_WHAT TO DO_
All lines after the one containing "from 0 to 1." are needed, along with that line itself. Please repeat them exactly through the end of the entries.

_RECORDED INFORMATION_
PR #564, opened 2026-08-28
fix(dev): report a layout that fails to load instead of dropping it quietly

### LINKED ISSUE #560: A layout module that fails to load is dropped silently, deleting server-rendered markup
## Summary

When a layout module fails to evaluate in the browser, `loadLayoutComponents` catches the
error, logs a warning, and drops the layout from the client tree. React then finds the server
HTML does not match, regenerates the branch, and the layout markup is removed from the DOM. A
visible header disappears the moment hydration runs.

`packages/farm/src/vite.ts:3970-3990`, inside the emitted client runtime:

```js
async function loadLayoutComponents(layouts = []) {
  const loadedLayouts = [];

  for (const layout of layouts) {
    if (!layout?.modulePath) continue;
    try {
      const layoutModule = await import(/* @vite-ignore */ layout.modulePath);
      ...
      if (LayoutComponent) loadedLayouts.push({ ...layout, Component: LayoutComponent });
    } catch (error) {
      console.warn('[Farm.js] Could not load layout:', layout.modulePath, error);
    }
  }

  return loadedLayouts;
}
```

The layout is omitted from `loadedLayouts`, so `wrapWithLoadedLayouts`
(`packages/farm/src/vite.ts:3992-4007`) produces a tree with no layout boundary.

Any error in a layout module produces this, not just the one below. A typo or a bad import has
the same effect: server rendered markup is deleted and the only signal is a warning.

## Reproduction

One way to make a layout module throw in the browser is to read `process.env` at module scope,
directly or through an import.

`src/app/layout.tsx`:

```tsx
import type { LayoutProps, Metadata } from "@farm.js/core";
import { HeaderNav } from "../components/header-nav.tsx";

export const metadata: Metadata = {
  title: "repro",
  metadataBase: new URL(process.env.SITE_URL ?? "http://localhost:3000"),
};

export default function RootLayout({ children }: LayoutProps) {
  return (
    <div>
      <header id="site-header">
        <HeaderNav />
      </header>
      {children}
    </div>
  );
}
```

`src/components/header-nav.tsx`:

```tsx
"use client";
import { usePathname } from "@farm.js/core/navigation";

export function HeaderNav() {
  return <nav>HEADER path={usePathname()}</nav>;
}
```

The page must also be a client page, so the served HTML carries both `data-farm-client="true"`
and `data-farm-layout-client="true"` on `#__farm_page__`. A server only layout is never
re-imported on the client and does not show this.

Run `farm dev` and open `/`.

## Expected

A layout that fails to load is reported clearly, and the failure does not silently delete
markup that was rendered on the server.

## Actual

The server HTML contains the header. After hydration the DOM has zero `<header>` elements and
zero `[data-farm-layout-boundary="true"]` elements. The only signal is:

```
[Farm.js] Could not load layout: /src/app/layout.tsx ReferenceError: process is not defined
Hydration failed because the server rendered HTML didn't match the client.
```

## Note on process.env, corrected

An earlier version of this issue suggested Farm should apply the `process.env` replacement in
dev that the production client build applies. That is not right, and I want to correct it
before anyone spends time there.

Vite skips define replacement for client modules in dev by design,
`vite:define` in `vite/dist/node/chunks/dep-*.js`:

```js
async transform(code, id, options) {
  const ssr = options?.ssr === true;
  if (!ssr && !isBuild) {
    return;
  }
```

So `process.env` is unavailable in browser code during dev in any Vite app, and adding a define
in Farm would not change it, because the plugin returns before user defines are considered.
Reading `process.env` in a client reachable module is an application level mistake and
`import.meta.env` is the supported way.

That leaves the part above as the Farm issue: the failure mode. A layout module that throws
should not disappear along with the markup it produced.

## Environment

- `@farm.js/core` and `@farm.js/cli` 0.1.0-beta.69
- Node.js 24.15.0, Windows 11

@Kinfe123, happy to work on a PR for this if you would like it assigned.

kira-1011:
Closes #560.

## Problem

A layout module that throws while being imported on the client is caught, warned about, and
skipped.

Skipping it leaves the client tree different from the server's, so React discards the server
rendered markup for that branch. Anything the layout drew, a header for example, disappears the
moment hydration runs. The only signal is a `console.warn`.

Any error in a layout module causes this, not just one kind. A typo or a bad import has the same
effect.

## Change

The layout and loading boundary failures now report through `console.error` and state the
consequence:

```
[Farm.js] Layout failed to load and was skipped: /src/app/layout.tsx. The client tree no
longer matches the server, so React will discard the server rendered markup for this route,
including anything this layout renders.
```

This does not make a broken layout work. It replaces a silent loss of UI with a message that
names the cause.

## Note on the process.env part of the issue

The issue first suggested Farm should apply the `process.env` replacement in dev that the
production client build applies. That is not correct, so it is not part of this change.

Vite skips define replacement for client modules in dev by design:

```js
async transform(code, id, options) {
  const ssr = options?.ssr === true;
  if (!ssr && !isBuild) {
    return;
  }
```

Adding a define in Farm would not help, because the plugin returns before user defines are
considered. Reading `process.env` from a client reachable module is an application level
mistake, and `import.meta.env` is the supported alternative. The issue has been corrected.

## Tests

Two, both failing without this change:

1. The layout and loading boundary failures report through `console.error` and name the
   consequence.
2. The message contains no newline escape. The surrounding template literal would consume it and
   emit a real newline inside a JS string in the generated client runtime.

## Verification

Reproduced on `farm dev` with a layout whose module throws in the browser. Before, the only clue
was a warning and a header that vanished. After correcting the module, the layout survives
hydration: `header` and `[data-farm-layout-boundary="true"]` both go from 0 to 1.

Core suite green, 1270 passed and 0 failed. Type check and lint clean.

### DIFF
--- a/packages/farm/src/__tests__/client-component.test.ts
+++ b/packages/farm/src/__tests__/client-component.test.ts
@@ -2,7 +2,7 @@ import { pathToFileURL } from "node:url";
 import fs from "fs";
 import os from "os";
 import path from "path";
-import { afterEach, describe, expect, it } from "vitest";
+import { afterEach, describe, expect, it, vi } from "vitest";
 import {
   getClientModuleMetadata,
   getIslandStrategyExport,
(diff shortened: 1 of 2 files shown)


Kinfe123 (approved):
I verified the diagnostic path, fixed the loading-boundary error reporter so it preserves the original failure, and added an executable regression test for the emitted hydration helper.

_SOLUTION BELOW_
hydration: `header` and `[data-farm-layout-boundary="true"]` both go from 0 to 1.

Core suite green, 1270 passed and 0 failed. Type check and lint clean.

### DIFF
--- a/packages/farm/src/__tests__/client-component.test.ts
+++ b/packages/farm/src/__tests__/client-component.test.ts
@@ -2,7 +2,7 @@ import { pathToFileURL } from "node:url";
 import fs from "fs";
 import os from "os";
 import path from "path";
-import { afterEach, describe, expect, it } from "vitest";
+import { afterEach, describe, expect, it, vi } from "vitest";
 import {
   getClientModuleMetadata,
   getIslandStrategyExport,
(diff shortened: 1 of 2 files shown)


Kinfe123 (approved):
I verified the diagnostic path, fixed the loading-boundary error reporter so it preserves the original failure, and added an executable regression test for the emitted hydration helper.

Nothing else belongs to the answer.